▸ Activity:
Keep only the lines of the material below that contain the word "versionfileMinTimestamp". Copy those lines.

▸ Extracted information:
****
PR #936, opened 2021-06-24
Correct AirplanePurpur branch name

Jawa-Juice:
Of course branch names are case sensitive.. stupid me.


itzg (approved):
Ah, that makes sense.

PR #937, opened 2021-06-26
Allow to enable the whitelist without modifying the whitelist file

P4sca1:
Currently there is no way to just enable the whitelist without adding a player to the whitelist file.
This change allows to set `WHITELIST=true` to set the server properties accordingly without modifying the whitelist file.
Players can then be added / removed from the whitelist using the `whitelist add` and `whitelist remove` commands.
For convenience `WHITELIST=false` will now disable the whitelist and has the same behaviour like `WHITELIST=` (empty string).

Signed-off-by: Pascal Sthamer <sthamer.pascal@gmail.com>

### DIFF
--- a/start-finalSetupServerProperties
+++ b/start-finalSetupServerProperties
@@ -27,7 +27,7 @@ function setServerProp {
 }
 
 function customizeServerProps {
-  if [ -n "$WHITELIST" ]; then
+  if [ -n "$WHITELIST" && "$WHITELIST" != "false" ]; then
     log "Creating whitelist"
     setServerProp "whitelist" "true"
     setServerProp "white-list" "true"
--- a/start-finalSetupServerProperties
+++ b/start-finalSetupServerProperties
@@ -27,7 +27,7 @@ function setServerProp {
 }
 
 function customizeServerProps {
-  if [ -n "$WHITELIST" && "$WHITELIST" != "false" ]; then
+  if [ -n "$WHITELIST" ] || isTrue ${ENABLE_WHITELIST:-false}; then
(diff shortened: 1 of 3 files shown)


start-finalSetupServerProperties
```diff
@@ -27,7 +27,7 @@ function setServerProp {
 }
 
 function customizeServerProps {
-  if [ -n "$WHITELIST" ]; then
+  if [ -n "$WHITELIST" && "$WHITELIST" != "false" ]; then
```
itzg, line 30: This is too confusing overloading `WHITELIST`. 

How about
```suggestion
  if [ -n "$WHITELIST" ] || isTrue ${ENABLE_WHITELIST:-false} ; then
```

start-minecraftFinalSetup
```diff
@@ -13,7 +13,7 @@ if isTrue "${OVERRIDE_OPS}"; then
   rm -f /data/ops.json
 fi
 
-if [ -n "$WHITELIST" ]; then
+if [ -n "$WHITELIST" && "$WHITELIST" != "true" && "$WHITELIST" != "false" ]; then
```
itzg, line 16: ...then can just revert this to
```suggestion
if [ -n "$WHITELIST" ]; then
```

itzg (changes requested):
Great idea, but let's simplify it a bit.

P4sca1:
I like the idea of introducing a new `ENABLE_WHITELIST` env variable.
I have pushed another commit to address your suggestion.

itzg (approved):
Thanks!

Issue #938, opened 2021-06-28
version variable gets auto resolved to latest even when set.


Audition-CSBlock:
Hi, 
I've been having issues with the version variable, whenever i specify 1.16.5 in my variable, it still resolves it to "LATEST" and corrupts my world saves. It has done this on 2 big worlds of mine and all the data is now corrupt.

This usually happens right after i update the docker image, if i start up a fully new one with the version also set to 1.16.5; it just downloads the specified version and works. is there any fix for this?

I'm running these docker images on my unraid server, using the docker tag: "latest".

Audition-CSBlock:
I figured it out quite quickly; the variables in docker are case-sensitive in some cases. using the variable "VERSION" instead of "version" fixed my issue. I hope my mistakes help someone in the future :)

PR #939, opened 2021-06-28
Improve readme with extra info

Audition-CSBlock:
Today i opened an issue #938 and i don't want people to make the same mistake i did and potentially ruining their worlds, so i included a tiny line that says "case sensitive" near the explanation of the variable.


itzg (approved):
All environment variables (regardless of Docker) are case sensitive, but `VERSION` is important enough that this is a good place to mention it.

PR #942, opened 2021-07-02
Fix unquoted COPY_MODS_DEST and COPY_CONFIG_DEST variables

### LINKED ISSUE #941: COPY_MODS_DEST variable can't handle paths with spaces
### Use case

I'm trying to copy an Optifine mod in on top of a modpack that requires it, but this modpack unpacks to the path `/data/FeedTheBeast/Minecraft Zombie Server`. Setting `COPY_MODS_DEST="/data/FeedTheBeast/Minecraft Zombie Server"` doesn't work because usages of the variable aren't quoted.

### Solution

Change instances of `$COPY_MODS_DEST` to `"$COPY_MODS_DEST"`

austinkeller:
Closes #941

### DIFF
--- a/start-finalSetupMounts
+++ b/start-finalSetupMounts
@@ -25,16 +25,16 @@ fi
 
 if [ -d /mods ]; then
   log "Copying any mods over..."
-  mkdir -p $COPY_MODS_DEST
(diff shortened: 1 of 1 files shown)


itzg (approved):
Thanks! I have been gradually fixing other spots like that as I find them.

PR #954, opened 2021-07-07
fix: don't echo double backslashes to server.properties

### LINKED ISSUE #949: Doubled escapes in first entry in server.properties
The following `echo` command doubles backslashes, which is not necessary as in the case few lines up with `sed`:

https://github.com/itzg/docker-minecraft-server/blob/c090095e08d29f822ff45d98774bdf7abd6ecec0/start-finalSetupServerProperties#L22

This results in the following `server.properties` file with `SERVER_NAME` environment variable value `Old\u016Fv server`:

```
server-name=Old\\u016Fv server
```

P4sca1:
Using `sed`, we need to escape backslashes, but with `echo` we can just use the variable as-is.
Closes #949

### DIFF
--- a/start-finalSetupServerProperties
+++ b/start-finalSetupServerProperties
@@ -19,7 +19,7 @@ function setServerProp {
       sed -i "/^${prop}\s*=/ c ${prop}=${var//\\/\\\\}" "$SERVER_PROPERTIES"
     else
       log "Adding ${prop} with '${var}' in ${SERVER_PROPERTIES}"
-      echo "${prop}=${var//\\/\\\\}" >> "$SERVER_PROPERTIES"
+      echo "${prop}=${var}" >> "$SERVER_PROPERTIES"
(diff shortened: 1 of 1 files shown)


oldium (approved):
Looks good

itzg (approved):
Thanks! The further discussion on the issue helped me to see what was described originally.

oldium:
It looks like auto-merging of changes to branches is broken: https://github.com/itzg/docker-minecraft-server/actions/workflows/merge-variants.yml. It fails on merging `.github/workflows/build-multiarch.yml` to branches without `workflows` permission.

itzg:
Yep, that's by design in GitHub actions. And then I forgot to do the merge myself manually. Doing that now...

itzg:
Merged and new images pushed

oldium:
Great, thanks!

PR #975, opened 2021-07-14
fix: SPIGET_RESOURCES not always download

### LINKED ISSUE #974: Avoid re-downloading resources with SPIGET_RESOURCES
Right now the resources listed in SPIGET_RESOURCES are downloaded on every container startup. If the container restarted in a short period of time, the rate limiting of the spiget endpoint will start returning 504's.

I'm thinking of having the script create a marker file `/data/plugins/.{resource}` since that'll also work with the `REMOVE_OLD_MODS` feature where the plugins directory gets deleted:

https://github.com/itzg/docker-minecraft-server/blob/4357066cdf66bc82f2fb32393bbafc9122dba3cb/start-spiget#L50

DanielRamp:
implemented to only re-download SPIGET resources with REMOVE_OLD_MODS enabled

fixes #974 partially

todo:
- [ ] save timestamp instead of empty file
- [ ] compare timestamp in file with timestamp from SPIGET API

^ todos not needed because getting the timestamps from the API also might rate limit.

### DIFF
--- a/start-spiget
+++ b/start-spiget
@@ -26,21 +26,28 @@ getResourceFromSpiget() {
 
   log "Downloading resource ${resource} ..."
 
-  tmpfile="/tmp/${resource}.zip"
-  url="https://api.spiget.org/v2/resources/${resource}/download"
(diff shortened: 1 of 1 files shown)


itzg (approved):
Looks great as is. Let me know if you're good with me merging this.

PR #977, opened 2021-07-15
Update to new Purpur download API

Jawa-Juice:
This PR moves the Purpur deploy script to their new V2 downloads API.


itzg (approved):
Thanks

PR #978, opened 2021-07-15
Feature/spiget slowdown

DanielRamp:
implements **file time check** and **resource version check** via SPIGET API

`SPIGET_DOWNLOAD_TOLERANCE` environment variable for setting the min allowed age before even consider checking SPIGET API for version metadata. _(currently undocumented/no README additions)_

enhancement/followup of #974 / #975

maybe there is a better name for the variables, especially for SPIGET_DOWNLOAD_TOLERANCE, if you want you might change them.

Also it might be useful to put all these many commits into less, for better overview of the project history maybe?

### DIFF
--- a/start-spiget
+++ b/start-spiget
@@ -21,6 +21,48 @@ containsJars() {
   return 1
 }
 
+getResourceFromSpiget() {
+  resource=${1?}
+
+  log "Downloading resource ${resource} ..."
+
+  if [ ! -d /data/plugins ]; then
+    mkdir -p /data/plugins
+  fi
+
+  SPIGET_DOWNLOAD_TOLERANCE=2 # in minutes
+
+  versionfile="/data/plugins/.${resource}-version.json"
+  versionfileNew="/tmp/.${resource}-version.json"
+  versionfileTimestamp=$(date +%s -r $versionfile)
+  versionfileMinTimestamp=$(($(date +%s) - 60 * $SPIGET_DOWNLOAD_TOLERANCE))
+
+  if [ "$versionfileTimestamp" -ge "$versionfileMinTimestamp" ]; then
+    log "resource '${resource}' not checked because version meta file newer than '${SPIGET_DOWNLOAD_TOLERANCE}' minutes"
+  else
+    urlVersion="https://api.spiget.org/v2/resources/${resource}/versions/latest"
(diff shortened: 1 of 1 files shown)


itzg:
> Also it might be useful to put all these many commits into less, for better overview of the project history maybe?

Quick note on this: don't worry at all. I always squash and merge PRs so it'll end up as one commit on the master branch anyway.

start-spiget
```diff
@@ -26,32 +27,67 @@ getResourceFromSpiget() {
...
-    if ! curl -o "${tmpfile}" -fsSL -H "User-Agent: itzg/minecraft-server" "${extraCurlArgs[@]}" "${url}"; then
-      log "ERROR failed to download resource '${resource}' from ${url}"
-      exit 2
-    fi
+  versionfile="/data/plugins/.${resource}-version.json"
+  versionfileNew="/tmp/.${resource}-version.json"
+
+  if [ -f "$versionfile" ]; then
+    versionfileTimestamp=$(date +%s -r $versionfile)
+    versionfileMinTimestamp=$(($(date +%s) - 60 * $SPIGET_DOWNLOAD_TOLERANCE))
```
itzg, line 39: Double check me on this, but I think you can simplify this and the condition below with a `find` trick like:

```
if [[ -n $(find "$versionfile" -mmin +${SPIGET_DOWNLOAD_TOLERANCE}) ]]; then
  urlVersion="https://api.spiget.org/v2/resources/${resource}/versions/latest"
  # and so on
```

start-spiget
```diff
@@ -26,32 +27,67 @@ getResourceFromSpiget() {
...
 
-    if containsJars "${tmpfile}"; then
-      log "Extracting contents of resource ${resource} into plugins"
-      unzip -o -q -d /data/plugins "${tmpfile}"
-      touch "/data/plugins/.${resource}"
-      rm "${tmpfile}"
+    if [ "$versionfileTimestamp" -ge "$versionfileMinTimestamp" ]; then
```
itzg, line 41: ...suggestion above flips the conditional, so the log here would go in an `else`.

itzg (commented):
Looks great. Just a couple nitpicky suggestions.

DanielRamp (commented):
now corrected, with even one more fixes :)

itzg (approved):
Changes look great. I'll do a sanity check in a little while and then I'll merge it.

PR #985, opened 2021-07-21
Reflect different jar names for airplane/airplanepurpur

Jawa-Juice:
Not sure if I missed this or if it's yet another change to the CI, but here we are again.


itzg (approved):
Thanks again

PR #996, opened 2021-08-07
Add rlcraft example

Midnight-Conqueror:
After quite a bit of trial and error I finally figured out how to get rlcraft running using docker compose. Here is that example

### DIFF
--- a/examples/docker-compose-rlcraft.yml
+++ b/examples/docker-compose-rlcraft.yml
@@ -1,0 +1,20 @@
+version: "3.8"
+
+services:
+    mc:
+      image: itzg/minecraft-server:1.9.0
+      volumes:
+        - /modpacks:/modpacks
+        - mc-rlcraft:/data
+      ports:
+        - 25565:25565
+      environment:
+        EULA: "true"
+        TYPE: FORGE
+        VERSION: "1.12.2"
+        FORGEVERSION: "14.23.5.2854"
+        MEMORY: "4G"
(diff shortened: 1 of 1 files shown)


examples/docker-compose-rlcraft.yml
```diff
@@ -0,0 +1,20 @@
+version: "3.8"
+
+services:
+    mc:
+      image: itzg/minecraft-server:1.9.0
+      volumes:
+        - /modpacks:/modpacks
```
DanielRamp, line 7: I think the modpacks volume (``/modpacks:/modpacks``) contains a typo. Probalby one of eighter is meant:
a) relative path: ``./modpacks:/modpacks``
b) docker-volume: ``modpacks:/modpacks``

itzg: @Midnight-Conqueror I agree wit @DanielRamp . Can you please adjust this?

examples/docker-compose-rlcraft.yml
```diff
@@ -0,0 +1,20 @@
+version: "3.8"
+
+services:
+    mc:
+      image: itzg/minecraft-server:1.9.0
```
itzg, line 5: I would prefer not to pin this to a specific version. Instead reference one of the tags.

itzg (changes requested):

itzg:
Superseded by #1036

PR #1004, opened 2021-08-18
forge update for MC 1.7.2 with mc172 postfix

ronnierap:
Updates in de URLs will now work also with: <maven forge repo>/1.7.2-10.12.2.1161-mc172/forge-1.7.2-10.12.2.1161-mc172-installer.jar


ronnierap:
There is also the issues what 1.7.2 has not been fixed yet:
https://forums.minecraftforge.net/announcement/13-some-old-installers-currently-do-not-work-use-latest-for-your-version/

So all the installers for 1.7.2 currently don't work, even if you are able to download the latest one.

ronnierap:
Closing this for now, seems 1.7.2 needs an update at the forge side.

PR #1009, opened 2021-08-21
Add support for CUSTOM_SERVER_PACK

ronnierap:
If you have custom servers that require multiple files you can now specify them as a zip package (which will extract contents to the /data dir)


itzg:
I seem to be missing docs for `GENERIC_PACK`, but your PR seems to be redundant with the intended combination of `TYPE=CUSTOM` and `GENERIC_PACK` where the custom server logic accounts for it here

https://github.com/itzg/docker-minecraft-server/blob/28b7afda1538b9fc2141560984bde6f0e3eeb83a/start-deployCustom#L23

and then the generic pack is processed here

https://github.com/itzg/docker-minecraft-server/blob/28b7afda1538b9fc2141560984bde6f0e3eeb83a/start-finalSetupModpack#L154-L186

PR #3551, opened 2025-07-12
Use image helper's hc5 file download approach

itzg:
Pulls in https://github.com/itzg/mc-image-helper/pull/597


itzg:
https://github.com/itzg/mc-image-helper/pull/597#issuecomment-3065701802

PR #3552, opened 2025-07-13
Docs: fix env var for enabling query

gkeeth:
The docs referred to `QUERY_PORT` as the right env var for enabling query in the server properties, but as noted later in the docs that's for configuring the port for query (maps to the `query.port` server property), not for enabling/disabling query.

The correct env var to reference here is `ENABLE_QUERY`, I think. Ref https://github.com/itzg/docker-minecraft-server/blob/master/files/property-definitions.json#L12


itzg (approved):
Thanks, that's indeed what it should have been.

PR #3642, opened 2025-09-04
move USE_AIKAR_FLAGS=TRUE into else block

EmilyxFox:
fixes aikar flags always being enabled along-side meowice flags.. I think..
from [conversation in discord server](https://canary.discord.com/channels/660567679458869252/660567682751528981/1413234096989274203)


itzg (approved):
Thanks!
****
▸ Answer below:
+  versionfileMinTimestamp=$(($(date +%s) - 60 * $SPIGET_DOWNLOAD_TOLERANCE))
+  if [ "$versionfileTimestamp" -ge "$versionfileMinTimestamp" ]; then
+    versionfileMinTimestamp=$(($(date +%s) - 60 * $SPIGET_DOWNLOAD_TOLERANCE))
+    if [ "$versionfileTimestamp" -ge "$versionfileMinTimestamp" ]; then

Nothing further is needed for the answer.